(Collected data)
**********
Issue #128, opened 2022-10-25
pip-licenses broken in python 3.11


b-kamphorst:
`pip-licenses` is broken in python 3.11 for `pip>=22.1`.

The issue is roughly the same as in #113. Log:

```bash
$ pip-licenses
Traceback (most recent call last):
  File "/builds/gitlab/.../.venv/bin/pip-licenses", line 8, in <module>
    sys.exit(main())
             ^^^^^^
  File "/builds/gitlab/.../stubs/.venv/lib/python3.11/site-packages/piplicenses.py", line 900, in main
    output_string = create_output_string(args)
                    ^^^^^^^^^^^^^^^^^^^^^^^^^^
  File "/builds/gitlab/.../stubs/.venv/lib/python3.11/site-packages/piplicenses.py", line 558, in create_output_string
    table = create_licenses_table(args, output_fields)
            ^^^^^^^^^^^^^^^^^^^^^^^^^^^^^^^^^^^^^^^^^^
  File "/builds/gitlab/.../stubs/.venv/lib/python3.11/site-packages/piplicenses.py", line 303, in create_licenses_table
    for pkg in get_packages(args):
  File "/builds/gitlab/.../stubs/.venv/lib/python3.11/site-packages/piplicenses.py", line 2[54](...), in get_packages
    pkg_name = pkg.project_name
               ^^^^^^^^^^^^^^^^
AttributeError: 'PathDistribution' object has no attribute 'project_name'
```

nejch:
@raimon49 I just opened this issue and your comment popped up a few seconds after :)

I installed the rc1 and this works for me on 3.11.

raimon49:
RC2 is now available following bug reports and patches. #132 

```bash
pip install 'pip-licenses==4.0.0rc2'
```

We continue to welcome feedback.

raimon49:
pip-licenses 4.0.0 has been officially released. Thank you all for your contributions.
https://pypi.org/project/pip-licenses/4.0.0/

PR #129, opened 2022-10-25
feat: depend on importlib_metadata rather than pip

b-kamphorst:
Especially, rather than functions that are internal to pip.

Solves https://github.com/raimon49/pip-licenses/issues/128.

### DIFF
--- a/.github/workflows/python-package.yml
+++ b/.github/workflows/python-package.yml
@@ -12,7 +12,7 @@ jobs:
     runs-on: ubuntu-latest
     strategy:
       matrix:
-        python-version: ['3.7', '3.8', '3.9', '3.10', '3.11']
+        python-version: ['3.8', '3.9', '3.10', '3.11']
 
     steps:
     - uses: actions/checkout@v2
--- a/.github/workflows/python-package.yml
+++ b/.github/workflows/python-package.yml
@@ -13,7 +13,6 @@ jobs:
     strategy:
       matrix:
         python-version: ['3.7', '3.8', '3.9', '3.10', '3.11']
-        pip-version: ['', '==21.2.4']
 
     steps:
     - uses: actions/checkout@v2
@@ -23,7 +22,7 @@ jobs:
         python-version: ${{ matrix.python-version }}
     - name: Install dependencies
       run: |
-        python -m pip install --upgrade pip${{ matrix.pip-version }}
+        python -m pip install --upgrade pip
         if [ -f dev-requirements.txt ]; then pip install -r dev-requirements.txt; fi
     - name: Test with pytest
       run: |
--- a/.github/workflows/python-package.yml
+++ b/.github/workflows/python-package.yml
@@ -12,7 +12,7 @@ jobs:
     runs-on: ubuntu-latest
     strategy:
       matrix:
-        python-version: ['3.7', '3.8', '3.9', '3.10']
+        python-version: ['3.7', '3.8', '3.9', '3.10', '3.11']
         pip-version: ['', '==21.2.4']
 
     steps:
--- a/piplicenses.py
+++ b/piplicenses.py
@@ -50,10 +50,7 @@ except ImportError:  # pragma: no cover
     from prettytable import NONE as RULE_NONE
     PTABLE = False
 
-if sys.version_info < (3, 8):
-    import importlib_metadata
-else:
-    from importlib import metadata as importlib_metadata
+from importlib import metadata as importlib_metadata
 
 open = open  # allow monkey patching
 
--- a/piplicenses.py
+++ b/piplicenses.py
@@ -138,7 +138,10 @@ def get_packages(args: "CustomNamespace"):
 
         pkg_files = pkg.files or ()
         pattern = re.compile(file_names_rgx)
-        matched_rel_paths = filter(lambda file: pattern.match(file.name), pkg_files)
+        matched_rel_paths = filter(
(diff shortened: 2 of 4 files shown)


b-kamphorst:
@raimon49 I look forward to your thoughts! If you approve, please let me know what version you'd like to assign so I can update that accordingly.

b-kamphorst:
Note that, for python 3.7, the proposed change implies that `importlib_metadata` (Apache license) is installed as a `pip-licenses` dependency. I think this dependency should be added to `SYSTEM_PACKAGES` just like `PTable`/`prettytable` ?

raimon49:
@b-kamphorst Thanks, I have installed Python 3.11.0 in my environment as well and confirmed the error you reported.

piplicenses.py
```diff
@@ -78,6 +50,11 @@ def get_installed_distributions():
     from prettytable import NONE as RULE_NONE
     PTABLE = False
 
+if sys.version_info < (3, 8):
+    import importlib_metadata
+else:
+    from importlib import metadata as importlib_metadata
+
```
raimon49: > Note that, for python 3.7, the proposed change implies that `importlib_metadata` (Apache license) is installed as a `pip-licenses` dependency. I think this dependency should be added to `SYSTEM_PACKAGES` just like `PTable`/`prettytable` ?

We are currently trying to stop using `PTable` and move to `prettytable`. #82

> In the current version of prettytable 2.5.0, the number of dependent packages has increased.
> 
> https://github.com/jazzband/prettytable/blob/2.5.0/setup.cfg
> ```
> [options]
> install_requires =
>     wcwidth
>     importlib-metadata;python_version < '3.8'
> ```

To complete the migration, we thought we would add `wcwidth` / `importlib-metadata` to `SYSTEM_PACKAGES`.

Alternatively, we could choose to upgrade as pip-licenses 4.0 (allow broken changes), stop supporting Python 3.7, and not depend on `importlib-metadata`.

@b-kamphorst @johnthagen I would like to know if you have an opinion.

johnthagen: Given the alternatives, I would vote to keep things simple and drop support for 3.7.

This line will help `pip` install an older version of `pip-licenses` for those still using 3.7 for a short time:

https://github.com/raimon49/pip-licenses/blob/12d5d5f25d6347ec671b723f548a43a87d84c7fd/setup.cfg#L23

.github/workflows/python-package.yml
```diff
@@ -12,7 +12,7 @@ jobs:
     runs-on: ubuntu-latest
     strategy:
       matrix:
-        python-version: ['3.7', '3.8', '3.9', '3.10']
+        python-version: ['3.7', '3.8', '3.9', '3.10', '3.11']
         pip-version: ['', '==21.2.4']
```
raimon49: `pip-version` matrix setting was introduced to guarantee the operation of multiple pip versions.

Your contribution will make this setup unnecessary.

We would like to see the YAML configuration file changed as follows

As-Is:
```yaml
    strategy:
      matrix:
        python-version: ['3.7', '3.8', '3.9', '3.10', '3.11']
        pip-version: ['', '==21.2.4']
# snip
    - name: Install dependencies
      run: |
        python -m pip install --upgrade pip${{ matrix.pip-version }}
```

To-Be:
```yaml
    strategy:
      matrix:
        python-version: ['3.7', '3.8', '3.9', '3.10', '3.11']
# snip
    - name: Install dependencies
      run: |
```

piplicenses.py
b-kamphorst: I'm not a fan per se -- python 3.7 is still [officially supported](https://www.python.org/downloads/) for 8 more months. Having said that, given the stability of `pip-licenses` over the last years, I'd like to think that the current version will suffice for those 8 months.

Just to be sure: shouldn't we update the line `python_requires = ~=3.7` to `python_requires = ~=3.8` and drop the classifier for Python 3.7 if we want pip to do the right thing (e.g. install `pip-licenses==3.5.5` instead of `4.0.0`)?

b-kamphorst: I thought of alternatives (e.g. detect whether `pip-licenses`'s dependencies are also dependencies of other packages), but there probably are cases for which this does not work. As such, I currently don't have better ways to offer than what is already considered.

johnthagen: > Just to be sure: shouldn't we update the line python_requires = ~=3.7 to python_requires = ~=3.8 and drop the classifier for Python 3.7 if we want pip to do the right thing 

Yes, exactly.

raimon49:
@b-kamphorst Thanks for the good discussion and great contribution!

I have created a branch for the v4.0.0 release (same commit as the master branch) for work on the following tasks. Can you please change the base branch of this Pull Request to `release-4.0.0` ?

Merge this Pull Request into the `release-4.0.0` and then move on to the next task.

- Migrate dependency library from `PTable` to `prettytable`
- Bump up version to `4.0.0rc1`
  - Upload the release candidate version to PyPI because it involves breaking changes
  - We will officially release it after getting feedback from users
- Update README documentation and more

b-kamphorst:
> @b-kamphorst Thanks for the good discussion and great contribution!

My pleasure!

> I have created a branch for the v4.0.0 release (same commit as the master branch) for work on the following tasks. Can you please change the base branch of this Pull Request to `release-4.0.0` ?

Done. With that I think my work here is done? Also, #116 can be closed.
**********
### REQUIRED WORK
Search the records for the word "filter". Copy each line where it appears.

### TASK OUTPUT
-        matched_rel_paths = filter(lambda file: pattern.match(file.name), pkg_files)
+        matched_rel_paths = filter(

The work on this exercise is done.